Fully 100% agree with you. I am constantly in prayer and reading self-help books to help me understand where my failures were. I know I am not fixed and she knows it too. 
The 7 weks together allowed enough communication for us to figure out the problem areas. I have corrected/making changes to the major ones. Those are changes she likes. We do not want to go down this road again. That is here biggest fear and what what could make it a long possible 2 year location separation. The trust will come and she will fall back IN LOVE again She feels them but is afraid to say the words or allow herself to accept the feelings right now. 
I told her I would seek counseling for the rest of my life to guarantee I would not regress if that is what it took.

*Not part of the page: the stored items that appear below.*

PR #175, opened 2024-07-05
alternate coo2csr implementation

superwhiskers:
this is a new coo2csr implementation, similar to the work done in #174, but written entirely from scratch, presumably with better performance (space/runtime---i've yet to benchmark it).

things that need to be done before this can be merged:
- [ ] merge #164 so we can resolve a `TODO` in the source code relating to a memory leak
- [ ] work out why the `klu_klu_test` fails (this is also a problem with #174)
- [ ] figure out how we can avoid filling the column data array with `-1`s
- [ ] benchmark it?


pelesh (changes requested):
This is an incomplete review catching a few places that may be bugs and suggesting how to make the code more readable.

superwhiskers:
all of the comments above should be addressed now

PR #178, opened 2024-07-19
lusol factor extraction

### LINKED ISSUE #159: Add functions to extract L and U factors from LUSOL
Implement following methods in `LinSolverDirectLUSOL` class:
- `getLFactor` and `getUFactor`. Each method should return `matrix::csc` object.
- `getPOrdering` and `getQOrdering`. Methods should return arrays of lengths `n_` and `m_`, respectively.

Implement unit tests for each method.

CC @kswirydo

superwhiskers:
Resolves #159.

what remains to be done:
- [x] rebase on `develop` from `lusol-integration-tests`
- [x] use already existing `L_` and `U_` member variables instead of allocating new ones
- [x] constrain size by nsing
- [x] add tests for factor extraction


superwhiskers:
wasn't able to solve it with a rebase. i ended up making a new branch locally and cherry-picking the commits from the old one

superwhiskers:
this should be ready to merge now

resolve/LinSolverDirectLUSOL.cpp
```diff
@@ -208,30 +213,203 @@ namespace ReSolve
...
+      return nullptr;
+    }
+
+    if (U_ != nullptr) {
+      // likewise
+      return U_;
+    }
+
+    U_ = static_cast<matrix::Sparse*>(new matrix::Csr(n_, m_, luparm_[23] - luparm_[10], false, true));
+    U_->allocateMatrixData(memory::HOST);
```
pelesh, line 323: This needs to be better documented. It is not obvious what are luparams 10 and 23.

resolve/LinSolverDirectLUSOL.cpp
```diff
@@ -208,30 +213,203 @@ namespace ReSolve
...
+
+    // fill the destination arrays
+
+    for (index_type row = 0; row < n_; row++) {
+      index_type offset = locr_[p_[row] - 1] - 1;
+
+      for (index_type destination_offset = rows[row];
+           destination_offset < rows[row + 1];
+           destination_offset++) {
+        index_type column = qt[indr_[offset] - 1];
```
pelesh, line 357:
```suggestion
      for (index_type destination_offset = rows[row]; destination_offset < rows[row + 1]; destination_offset++) {
        index_type column = qt[indr_[offset] - 1];
```

resolve/LinSolverDirectLUSOL.cpp
```diff
@@ -208,30 +213,203 @@ namespace ReSolve
...
+        // as said above, i'm pretty certain lusol doesn't write duplicates
+        if (columns[insertion_offset] == column) {
+          out::error() << "duplicate element found during LUSOL U factor extraction\n";
+          return nullptr;
+        }
+
+        for (index_type swap_offset = destination_offset;
+             swap_offset > insertion_offset;
+             swap_offset--) {
+          std::swap(columns[swap_offset], columns[swap_offset - 1]);
```
pelesh, line 375:
```suggestion
        for (index_type swap_offset = destination_offset; swap_offset > insertion_offset; swap_offset--) {
          std::swap(columns[swap_offset], columns[swap_offset - 1]);
```

pelesh (changes requested):
The code needs to be better commented. There are some nontrivial indexing patterns and there need to be comments explaining what is being done in main loops in L and U factor getters.

pelesh:
This is very good work. Apart from commenting code better, this should be ready to merge.

resolve/LinSolverDirectLUSOL.cpp
```diff
@@ -208,30 +213,203 @@ namespace ReSolve
...
+
+    index_type diagonal_bound = std::min({m_, n_});
+
+    L_ = static_cast<matrix::Sparse*>(new matrix::Csc(n_, m_, luparm_[22] + diagonal_bound, false, true));
+    L_->allocateMatrixData(memory::HOST);
+
+    index_type* columns = L_->getColData(memory::HOST);
+    index_type* rows = L_->getRowData(memory::HOST);
+    std::fill_n(rows, luparm_[22], -1);
+    real_type* values = L_->getValues(memory::HOST);
```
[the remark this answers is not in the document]
superwhiskers: we have to initialize it to something nonzero for the same reason the new coo2csr implementation (#175) does that. until i've worked out why exactly this works and not zero, this is the only reasonable choice, as any positive value risks conflict with actual column indices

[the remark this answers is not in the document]
pelesh: I think it would be good to investigate if we could implement this with the values of `rows` array initialized to zero, because the logic as implemented now would not work if `index_type` is unsigned integer.

pelesh (approved):

resolve/LinSolverDirectLUSOL.cpp
```diff
@@ -206,32 +228,218 @@ namespace ReSolve
...
+      columns[corresponding_column + 1] = column_nnz;
+      offset = column_nnz_end;
+    }
+
+    for (index_type column = 0; column < m_; column++) {
+      columns[column + 1] += columns[column];
+    }
+
+    // handle rectangular l factors correctly
+    for (index_type column = 0; column < diagonal_bound; column++) {
```
kswirydo, line 288: is this supposed to sort columns through bubble sort type algorithm?

resolve/LinSolverDirectLUSOL.cpp
```diff
@@ -333,20 +536,24 @@ namespace ReSolve
...
-    lenc_  = nullptr; 
-    lenr_  = nullptr;
-    locc_  = nullptr;
-    locr_  = nullptr; 
+    delete[] P_;
+    delete[] Q_;
+    a_ = nullptr;
+    indc_ = nullptr;
+    indr_ = nullptr;
+    p_ = nullptr;
```
kswirydo, line 544: doesnt this need to be deleted before becoming a nullptr?

resolve/LinSolverDirectLUSOL.cpp
```diff
@@ -333,20 +536,24 @@ namespace ReSolve
...
+    q_ = nullptr;
```
kswirydo, line 545: same with this, and other variables/

resolve/LinSolverDirectLUSOL.cpp
```diff
@@ -170,7 +192,7 @@ namespace ReSolve
 
   int LinSolverDirectLUSOL::solve(vector_type* rhs, vector_type* x)
   {
-    if (rhs->getSize() != m_ || x->getSize() != n_) {
+    if (rhs->getSize() != m_ || x->getSize() != n_ || !is_factorized_) {
```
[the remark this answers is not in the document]
pelesh: To be tracked in #183.

resolve/LinSolverDirectLUSOL.cpp
pelesh: I believe this loop just adds ones to the diagonal of L.

resolve/LinSolverDirectLUSOL.cpp
pelesh: It does get deleted first.

resolve/LinSolverDirectLUSOL.cpp
superwhiskers: to elaborate, this loop corrects the size of each column segment by the lengths necessary to accommodate an extra element in itself and all previous columns. it then inserts the one at the end of the column's allocated space, since it
1. will always be the last element in a sorted column
2. would add extra computational overhead if it were placed at the beginning (since it would incur an extra n - 1 swaps or something like that) to get the column sorted

sorting of the elements lusol writes to the l factor is done in the next loop, and that is done with a kind of insertion sort, as the comment above it states

pelesh: Thanks for helpful additional explanations, @superwhiskers.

I do not want to be like the man I turned into...for me , her , and our family


----------



## noas55

tracyishere said:


> Every couple resolves issues differently. Communicating with my H civilly was not possible during that point in our reconciliation. Things were too personal, too painful, too self centered. Neither of us felt that we contributed to the failure of our marriage.
> 
> I haven't read your other thread, but i'm sure there must be some hard core issues that need to be ironed out. Having heart to hearts is great! But, be sure to tell your side of the story too. If you are the only one changing, you'll get tired of that fast.
> 
> I had to bring up things sooo painful even though I knew it meant he could decide to leave and be with her instead. But, the alternative was to go back to the same old way things were before his EA which would most likely have me in the same situation another 10 months from now.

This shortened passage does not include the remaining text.